As a data engineer working with Azure Synapse Analytics Spark, one of the best performance optimizations you can make is to install custom Python wheel files for frequently used libraries like Pandas, Numpy, and Scikit-learn.
By uploading your own Python wheel files to Azure Synapse, you avoid the overhead of pip-installing packages at runtime. This results in faster job start times and improved cluster resource utilization.
In this article, I’ll walk you through the end-to-end process of creating, uploading, and using custom Python wheels with Azure Synapse Analytics Spark pools. You’ll see through real examples how custom wheels can slash initial notebook execution times from minutes down to seconds!
The Overhead of pip installs in Azure Synapse Analytics
When you kick off a PySpark job on a Spark pool, the driver node pip installs any necessary Python packages from PyPI before executing your code. This pip installation process introduces overhead every time your job starts:
- Slow job initialization -pip downloads and installs packages sequentially at runtime, delaying job execution.
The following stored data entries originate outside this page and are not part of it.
PR #11605, opened 2026-01-31
fix: Exclude coverage-reporter from Node.js 18 CI tests

anthonyshew:
## Summary

- Excludes `@turbo/coverage-reporter` from the JS package test workflow

The coverage-reporter app uses Next.js 16+ which requires Node.js >= 20. This causes CI failures in the Node.js 18 test matrix since the `build` task attempts to run `next build`.

### DIFF
--- a/.github/workflows/test-js-packages.yml
+++ b/.github/workflows/test-js-packages.yml
@@ -69,7 +69,6 @@ jobs:
         # We filter out turborepo-repository because it's a native package and needs
         # to run when turbo core changes. This job (`js_packages`) does not run on turborpeo core
         # changes, and we don't want to enable that beahvior for _all_ our JS packages.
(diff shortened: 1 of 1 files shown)


.github/workflows/test-js-packages.yml
```diff
@@ -69,8 +69,9 @@ jobs:
         # We filter out turborepo-repository because it's a native package and needs
         # to run when turbo core changes. This job (`js_packages`) does not run on turborpeo core
         # changes, and we don't want to enable that beahvior for _all_ our JS packages.
+        # We filter out @turbo/coverage-reporter because it uses Next.js 16+ which requires Node.js >= 20.
```
anthonyshew:
```suggestion
```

This overhead is multiplied by the number of tasks.
- Excess cloud resource usage – Your Spark cluster wastes time and resources pip installing the same packages for every job.
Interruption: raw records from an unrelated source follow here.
PR #11614, opened 2026-02-01
fix: Upgrade node-plop to remove @babel/runtime-corejs3 vulnerability

anthonyshew:
## Summary

- Upgrades `node-plop` from 0.26.3 to 0.32.3 to resolve TURBO-5156
- Removes the `@babel/runtime-corejs3` transitive dependency which had an inefficient RegExp complexity vulnerability (<7.26.10)

## Changes

The newer `node-plop` (0.32.3) is ESM-only and no longer depends on `@babel/runtime-corejs3`. This required:

1. Converting `getPlop`, `getCustomGenerators`, and `getCustomGenerator` from sync to async functions
2. Using dynamic `import()` for the ESM `node-plop` module in our CommonJS package
3. Updating callers in `custom.ts` to await the async functions
4. Adding `"module": "CommonJS"` to tsconfig.json to enable dynamic imports

## Testing

- `pnpm --filter @turbo/gen build` ✅
- `pnpm --filter @turbo/gen test` ✅  
- `pnpm --filter @turbo/gen check-types` ✅
- Verified `@babel/runtime-corejs3` is no longer in the dependency tree

### DIFF
--- a/packages/turbo-gen/package.json
+++ b/packages/turbo-gen/package.json
@@ -27,7 +27,7 @@
     "fs-extra": "10.1.0",
     "inquirer": "8.2.4",
     "minimatch": "9.0.0",
-    "node-plop": "0.26.3",
+    "node-plop": "0.32.3",
     "picocolors": "1.0.1",
     "proxy-agent": "6.5.0",
     "ts-node": "10.9.2",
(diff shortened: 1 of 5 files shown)


anthonyshew:
As mentioned in https://github.com/vercel/turborepo/pull/11590#pullrequestreview-3733588909, bumping this dependency will cause issues. We will revisit soon.

PR #11649, opened 2026-02-02
feat: Migrate from tsup to tsdown

anthonyshew:
## Summary

Migrates all TypeScript package bundling from tsup to tsdown. tsdown is built on Rolldown and provides faster builds while maintaining compatibility with tsup's configuration patterns.

## Packages Migrated

- `@turbo/workspaces`
- `@turbo/releaser`
- `turbo-ignore`
- `@turbo/gen`
- `@turbo/codemod`
- `eslint-plugin-turbo`
- `create-turbo`
- `kitchen-sink/apps/api` (example)

## Changes

- Replaced `tsup` dependency with `tsdown@0.9.3`
- Renamed `tsup.config.ts` → `tsdown.config.ts` (`.mts` for `@turbo/gen` due to `"type": "commonjs"`)
- Configured `outExtensions` to preserve tsup's output file naming conventions (`.js`, `.mjs`, `.d.ts`, `.d.mts`)
- For `eslint-plugin-turbo`: Added `tsconfig.build.json` for declaration generation since tsdown's dts plugin doesn't support mixed named/default exports

## Testing

All output files verified to match tsup's outputs:
- Entry point files have identical names and locations
- `bin`, `main`, `module`, and `types` fields in package.json point to existing files
- Internal chunk naming differs but is invisible to package consumers

Closes TURBO-5170

### DIFF
--- a/examples/kitchen-sink/apps/api/package.json
+++ b/examples/kitchen-sink/apps/api/package.json
@@ -4,7 +4,7 @@
   "type": "module",
   "private": true,
   "scripts": {
-    "start": "node dist/index.js",
+    "start": "node dist/index.cjs",
     "dev": "tsdown --watch --onSuccess \"node dist/index.cjs\"",
     "build": "tsdown",
     "check-types": "tsc --noEmit",


anthonyshew:
The `kitchen-sink` issue is a known problem. We will sort this out later on.

PR #11661, opened 2026-02-02
fix: Replace unmaintained adler with adler2

anthonyshew:
## Summary
- Updates flate2 which switches from unmaintained adler to adler2
- Fixes RUSTSEC-2025-0056 (adler crate is unmaintained)

The adler crate was a transitive dependency through flate2/miniz_oxide.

- Risk of failure – If PyPI is slow or experiences an outage, your pip install could fail, crashing your job.
As a real example, here is the driver log from submitting a PySpark job that imports Pandas and SciKit-Learn to a Spark pool:
13:01:34.123 [Driver] Starting pip install of packages: pandas, scikit-learn
13:02:30.345 [Driver] Finished pip installing packages: pandas, scikit-learn
13:02:30.678 [Driver] Importing pandas, scikit-learn, and executing user code
It took over 1 minute for the driver to pip install just Pandas and SciKit-Learn! By pre-installing these packages with custom wheels, we can avoid this overhead.
Building Reusable Python Wheels
The solution is to build .whl files (Python wheels) for your dependencies and upload them to your Spark pool’s library. Here are the steps:
- Create wheel builder cluster – Use a low-cost Spark cluster like a DS4v2 to build wheels.
- Build wheels using pip-wheel-metadata – Install pip-wheel-metadata and run it pointing to your requirements.txt.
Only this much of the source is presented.